WHAT THIS TASK INVOLVES: Only these lines of the data below are wanted: the one with "[FEATURE] [MER-4319] LTI Data Passback", the one with "### Steps to", and any lines between them, each repeated exactly.

Stored items:
= = = = =
PR #5223, opened 2024-10-29
[BUG FIX] [MER-3931] students can submit after time limit

rgachuhi:
[MER-3931](https://eliterate.atlassian.net/browse/MER-3931)

This PR addresses an issue where, if a student starts a graded attempt, then navigates away from the quiz and then returns to the quiz after the timeout is expired, the quiz erroneously allows the student to answer and submit responses. 

[MER-3931]: https://eliterate.atlassian.net/browse/MER-3931?atlOrigin=eyJpIjoiNWRkNTljNzYxNjVmNDY3MDlhMDU5Y2ZhYzA5YTRkZjUiLCJwIjoiZ2l0aHViLWNvbS1KU1cifQ

PR #5682, opened 2025-06-18
[BUG FIX] [MER-4648] Autosubmission not working correctly

nicocirio:
[Link](https://eliterate.atlassian.net/browse/MER-4648) to the ticket

### How does auto-submission work?
  - When a student is in the browser and the time limit is reached, a js script auto-triggers a click on the submit button.
  - When the student closes the browser and the time limit is reached, an oban job auto-submits the attempt (one minute after the time limit is reached)

So, there was a one-minute window that allowed the student to re-enter the assessment and make changes to the responses. That bug was fixed on [MER-3931](https://github.com/Simon-Initiative/oli-torus/pull/5223)

### Issue
The logic for determining the deadline was considering a soft end date as part of the logic. According to the [Schedule and Assessment Settings Logic](https://docs.google.com/drawings/d/1LDzW7DH6fX7BW6oFBYgPR9H2ZkqHn-YP5JuvcfSq1xw/edit) only hard end dates (scheduling type = :due_by) should be considered in the logic `EARLIEST(due date, start time + time limit) + grace period`

### Fix
This PR changes the `determine_effective_deadline` function to consider only hard end dates.

### Before

https://github.com/user-attachments/assets/3c85b3a8-b00d-418f-b1f8-0752b175846e

### After

https://github.com/user-attachments/assets/5f65ccba-20dc-486e-8483-aee79e107d03

[MER-3931]: https://eliterate.atlassian.net/browse/MER-3931?atlOrigin=eyJpIjoiNWRkNTljNzYxNjVmNDY3MDlhMDU5Y2ZhYzA5YTRkZjUiLCJwIjoiZ2l0aHViLWNvbS1KU1cifQ

### DIFF
--- a/lib/oli/delivery/settings.ex
+++ b/lib/oli/delivery/settings.ex
@@ -325,30 +325,52 @@ defmodule Oli.Delivery.Settings do
     end
   end
 
+  @doc """
+  Determine the effective deadline for a resource attempt.
+  The effective deadline is the deadline that is used to determine if the attempt is late
+  or if the attempt should be auto-submitted.
+
+  - When end date is a hard one (scheduling type is due_by):
+    effective_deadline = EARLIEST(due date, start time + time limit) + grace period
+
+  - When end date is a soft one (scheduling type is read_by):
+    - If there is a time limit:
+      effective_deadline = start time + time limit + grace period
+    - If there is no time limit:
+      effective_deadline = nil
+  """
+
   def determine_effective_deadline(nil, _), do: nil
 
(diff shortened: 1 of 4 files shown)


lib/oli/delivery/settings.ex
```diff
@@ -325,30 +325,52 @@ defmodule Oli.Delivery.Settings do
     end
   end
 
+  @doc """
```
manelli, line 328: Thank you for the docs! 🙌

PR #5684, opened 2025-06-19
[BUG FIX] [MER-4662] Opening a student's attempt as an admin returns them to first screen

dtiwarATS:

### DIFF
--- a/assets/src/apps/delivery/layouts/deck/DeckLayoutView.tsx
+++ b/assets/src/apps/delivery/layouts/deck/DeckLayoutView.tsx
@@ -447,6 +447,7 @@ const DeckLayoutView: React.FC<LayoutProps> = ({ pageTitle, pageContent, preview
       partAttemptGuid: string,
       response: StudentResponse,
     ) => {
+      if (reviewMode) return;
       // save before submitting
       const { result, snapshot } = await handleActivitySavePart(
         activityId,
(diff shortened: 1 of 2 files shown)


assets/src/apps/delivery/store/features/groups/actions/deck.ts
```diff
@@ -198,6 +197,7 @@ export const initializeActivity = createAsyncThunk(
     };
     if (!isReviewMode && !isHistoryMode) {
       sessionOps.push(targetVisitTimeStampOp);
+      sessionOps.push(resumeTarget);
```
dtiwarATS, line 200: If the board is opened in Review or History mode, the session.resume value should not be updated.

The issue occurred because when an author opened an in-progress attempt, the resumeId was being set to the screen they accessed. As a result, when the student tried to resume their lesson, it would start from the screen the admin last viewed, instead of where the student left off.

assets/src/apps/delivery/layouts/deck/DeckLayoutView.tsx
```diff
@@ -447,6 +447,7 @@ const DeckLayoutView: React.FC<LayoutProps> = ({ pageTitle, pageContent, preview
       partAttemptGuid: string,
       response: StudentResponse,
     ) => {
+      if (reviewMode) return;
```
dtiwarATS, line 450: I noticed that when a lesson is opened in Review mode, the Janus navigation button gets automatically triggered because its selected property is set to true. This was causing a check event to fire, even in Review mode—which should not happen.

For example, if an admin opens a student’s attempt in Review mode and the first screen includes a navigation button to start the lesson, the button appears disabled. However, the part still calls prop.onSubmit() due to the selected property being true.

To fix this, I added the following code to prevent this behavior in Review mode.

bsparks (approved):

PR #5691, opened 2025-06-23
[BUG FIX] [MER-4537] Allow triggers to display when Explanation fires

darrensiegel:
This PR makes an adjustment to the logic that checks to see if an explanation trigger exists, when an explanation has fired.  Previously, it simply took the result of the `Triggers. check_for_explanation_trigger` function and overwrote the `trigger` attribute of the feedback action.  When there is no explanation trigger (that is, when this function returns `nil`) this effectively overwrites a non-explanation trigger that would have already been set. 

The change here is to preserve the previously set trigger, and only replace it with the explanation trigger if there is actually an explanation trigger.  This gives us the original intent that Explanation triggers have higher priority than non explanation triggers, when an explanation has been tripped.


Francisco-Castro (approved):
LGTM!

PR #5696, opened 2025-06-25
[FEATURE] [MER-4319] LTI Data Passback

eliknebel:
https://eliterate.atlassian.net/browse/MER-4319

This PR implements grade pass back functionality for LTI activities.

Due to the attempts model and activity constraints, torus AGS is restricted to only sending a score to a single lineitem per activity. This service endpoint is provided via the 'lineitem' key within the AGS claim, specified in the LTI AGS spec https://www.imsglobal.org/spec/lti-ags/v2p0#assignment-and-grade-service-claim.

A tool can issue multiple grade updates for that lineitem and they will be registered in torus as subsequent activity attempts, for both unscored and scored pages (resource attempts). This is functionally equivalent to pressing the "Reset" button in an activity on an unscored page, however does not directly have an equivalent existing function for scored pages. I tested this out for scored pages however, and it works as one would expect - The latest activity attempt/LTI posted score is processed as the final score for the activity when the scored page attempt is submitted.

### Steps to test:
You should be able to use any LTI 1.3 tool you are familiar with to test this. However, due to the single lineitem limiation described above, it might be difficult to find a tool that only supports single lineitem AGS. I tested with both the lti-example-tool as well as the more commonly used [lti.js library](https://github.com/Cvmcosta/ltijs) using a [simplified setup repo here](https://github.com/Simon-Initiative/ltijs-demo-server).

1. Clone the [lti-example-tool](https://github.com/Simon-Initiative/lti-example-tool) repository and set up according to the [Development](https://github.com/Simon-Initiative/lti-example-tool?tab=readme-ov-file#development) instructions in the README
2. In torus, create a new external tool named "LTI Example Tool" as you would under http://localhost/admin/external_tools
3. In the lti-example-tool, create a registration for your local torus dev environment. This can also be done in the UI under /registrations - OR - copy seeds.example.yml to seeds.yml, entering the registration entry details below and running `gleam run -m lti_example_tool/database/migrate_and_seed seed`:
```
  - name: "Local Torus"
    issuer: "http://localhost"
    client_id: "EXAMPLE_CLIENT_ID"
    auth_endpoint: "http://localhost/lti/authorize_redirect"
    access_token_endpoint: "http://localhost/lti/auth/token"
    keyset_url: "http://localhost/.well-known/jwks.json"
    // Replace deployment_id  with the Deployment ID from your local torus instance
    // This can be found in any project Overview under the tool's name
    deployment_id: "7ad727c9-3f14-4ffc-91e5-8e1f0df27359"

```

4. In torus, go into any project and enable the LTI Example Tool previously registered
5. Go into both an unscored and score page and add the tool
6. Publish the project and create a new section
7. As a student, access both unscored and scored pages and launch the tool. You should see all the claims details (including AGS claim "https://purl.imsglobal.org/spec/lti-ags/claim/endpoint") as well as an Assignment and Grade Services section with the message "AGS Service is available". Here you can set a score, maximum and comment and send the score back to torus.  NOTICE: score/maximum values must include a decimal point. e.g. '1.0'.
8. As a student when you submit a graded page and review the results, you should see your posted LTI AGS grade above the LTI activity
9. As an instructor you can explore the dashboard for score as you would for any other activity. e.g. Overview > Students > [Student Name] > Quiz Scores, Insights > Scored Activities, ...
10. Notice if you launch into the LTI activity as an instructor or admin, the AGS service is not available

### DIFF
--- a/lib/oli_web/controllers/api/lti_controller.ex
+++ b/lib/oli_web/controllers/api/lti_controller.ex
@@ -241,18 +241,36 @@ defmodule OliWeb.Api.LtiController do
   end
 
   defp validate_client_assertion(client_assertion) do
-    with {:ok, %JOSE.JWT{fields: %{"iss" => client_id, "sub" => client_id_sub} = jwt}} <-
+    with {:ok, %JOSE.JWT{fields: %{"iss" => client_id, "sub" => client_id}}} <-
            peek_jwt(client_assertion),
-         true <- client_id == client_id_sub,
-         platform_instance when not is_nil(platform_instance) <-
-           PlatformInstances.get_platform_instance_by_client_id(client_id),
-         {:ok, jwk} <- get_jwk_for_assertion(client_id, jwt["kid"]),
+         %JOSE.JWS{fields: %{"kid" => kid}} <- JOSE.JWT.peek_protected(client_assertion),
+         {:ok, _iss, _sub} <- validate_matching_iss_sub(client_id, client_id),
+         {:ok, platform_instance} <- get_platform_instance_by_client_id(client_id),
+         {:ok, jwk} <- get_jwk_for_assertion(platform_instance.keyset_url, kid),
          {true, _jwt, _jws} <- JOSE.JWT.verify(jwk, client_assertion) do
       {:ok, %{sub: client_id}}
     else
       e ->
         Logger.error("Failed to validate client assertion: #{inspect(e)}")
         {:error, :invalid_client_assertion}
+    end
+  end
+
+  defp validate_matching_iss_sub(iss, sub) do
+    if iss == sub do
+      {:ok, iss, sub}
+    else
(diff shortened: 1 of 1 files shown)


test/oli_web/controllers/lti_ags_controller_test.ex
```diff
@@ -0,0 +1,938 @@
...
+      params = %{
+        "userId" => student_1.sub,
+        "scoreGiven" => 8,
+        "scoreMaximum" => 10,
+        "activityProgress" => "Completed",
+        "gradingProgress" => "FullyGraded",
+        "timestamp" => DateTime.utc_now() |> DateTime.to_iso8601()
+      }
+
+      conn =
```
darrensiegel, line 721: Nice work with these unit tests

darrensiegel (approved):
= = = = =
TASK RESPONSE:
[FEATURE] [MER-4319] LTI Data Passback

eliknebel:
https://eliterate.atlassian.net/browse/MER-4319

This PR implements grade pass back functionality for LTI activities.

Due to the attempts model and activity constraints, torus AGS is restricted to only sending a score to a single lineitem per activity. This service endpoint is provided via the 'lineitem' key within the AGS claim, specified in the LTI AGS spec https://www.imsglobal.org/spec/lti-ags/v2p0#assignment-and-grade-service-claim.

A tool can issue multiple grade updates for that lineitem and they will be registered in torus as subsequent activity attempts, for both unscored and scored pages (resource attempts). This is functionally equivalent to pressing the "Reset" button in an activity on an unscored page, however does not directly have an equivalent existing function for scored pages. I tested this out for scored pages however, and it works as one would expect - The latest activity attempt/LTI posted score is processed as the final score for the activity when the scored page attempt is submitted.

### Steps to test:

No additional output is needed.